_YOUR ASSIGNMENT_
Go through the records and count every line that holds "issues". Only the number belongs in the reply.

:: RECORDS FOR THIS EXERCISE

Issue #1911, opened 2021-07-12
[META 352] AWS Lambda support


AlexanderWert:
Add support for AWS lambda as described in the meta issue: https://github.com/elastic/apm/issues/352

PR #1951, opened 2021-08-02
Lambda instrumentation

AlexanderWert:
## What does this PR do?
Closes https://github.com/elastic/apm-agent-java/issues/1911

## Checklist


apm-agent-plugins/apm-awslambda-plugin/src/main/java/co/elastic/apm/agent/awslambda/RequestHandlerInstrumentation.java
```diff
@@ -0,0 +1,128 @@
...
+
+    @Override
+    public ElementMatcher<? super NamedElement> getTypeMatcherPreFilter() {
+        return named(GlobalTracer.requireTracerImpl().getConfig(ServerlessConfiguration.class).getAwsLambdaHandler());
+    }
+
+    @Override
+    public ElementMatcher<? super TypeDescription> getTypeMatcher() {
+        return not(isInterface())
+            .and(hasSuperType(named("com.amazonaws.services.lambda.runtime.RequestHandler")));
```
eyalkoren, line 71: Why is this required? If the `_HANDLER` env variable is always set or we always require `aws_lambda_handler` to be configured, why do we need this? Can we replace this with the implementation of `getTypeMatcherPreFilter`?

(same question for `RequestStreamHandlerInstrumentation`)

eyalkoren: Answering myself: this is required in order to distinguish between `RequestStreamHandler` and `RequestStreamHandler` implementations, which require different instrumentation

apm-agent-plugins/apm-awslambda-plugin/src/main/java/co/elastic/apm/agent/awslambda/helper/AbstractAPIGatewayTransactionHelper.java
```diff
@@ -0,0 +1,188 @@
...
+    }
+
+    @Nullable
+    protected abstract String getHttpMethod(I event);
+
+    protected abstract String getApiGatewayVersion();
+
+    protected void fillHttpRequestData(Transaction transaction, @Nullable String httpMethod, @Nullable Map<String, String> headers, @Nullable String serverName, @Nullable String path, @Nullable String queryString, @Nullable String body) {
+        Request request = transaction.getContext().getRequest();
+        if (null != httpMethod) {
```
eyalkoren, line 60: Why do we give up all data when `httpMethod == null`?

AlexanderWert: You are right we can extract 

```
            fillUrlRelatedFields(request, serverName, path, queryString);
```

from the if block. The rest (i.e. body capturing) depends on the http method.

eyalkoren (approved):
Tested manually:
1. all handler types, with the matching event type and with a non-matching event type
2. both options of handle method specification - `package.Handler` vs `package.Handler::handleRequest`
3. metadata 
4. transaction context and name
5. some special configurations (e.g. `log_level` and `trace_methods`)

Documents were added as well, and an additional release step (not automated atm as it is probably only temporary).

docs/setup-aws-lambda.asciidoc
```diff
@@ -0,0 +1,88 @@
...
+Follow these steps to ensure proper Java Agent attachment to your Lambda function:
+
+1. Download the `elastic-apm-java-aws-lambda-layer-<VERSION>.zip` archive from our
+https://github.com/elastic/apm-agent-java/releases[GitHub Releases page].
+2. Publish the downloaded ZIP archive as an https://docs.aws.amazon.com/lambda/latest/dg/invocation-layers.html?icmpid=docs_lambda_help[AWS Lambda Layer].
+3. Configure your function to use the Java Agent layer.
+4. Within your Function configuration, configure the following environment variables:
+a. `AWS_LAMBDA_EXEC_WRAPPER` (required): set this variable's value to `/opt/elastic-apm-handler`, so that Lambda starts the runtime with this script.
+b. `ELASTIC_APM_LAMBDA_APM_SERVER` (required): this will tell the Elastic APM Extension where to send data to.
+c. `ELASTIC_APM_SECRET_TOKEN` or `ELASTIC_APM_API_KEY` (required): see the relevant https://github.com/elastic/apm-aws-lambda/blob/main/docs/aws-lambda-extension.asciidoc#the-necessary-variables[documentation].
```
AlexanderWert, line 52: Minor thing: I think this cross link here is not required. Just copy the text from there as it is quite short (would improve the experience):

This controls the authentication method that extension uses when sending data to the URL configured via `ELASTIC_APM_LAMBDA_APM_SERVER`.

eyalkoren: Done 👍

::::

_WRITTEN RESPONSE_
2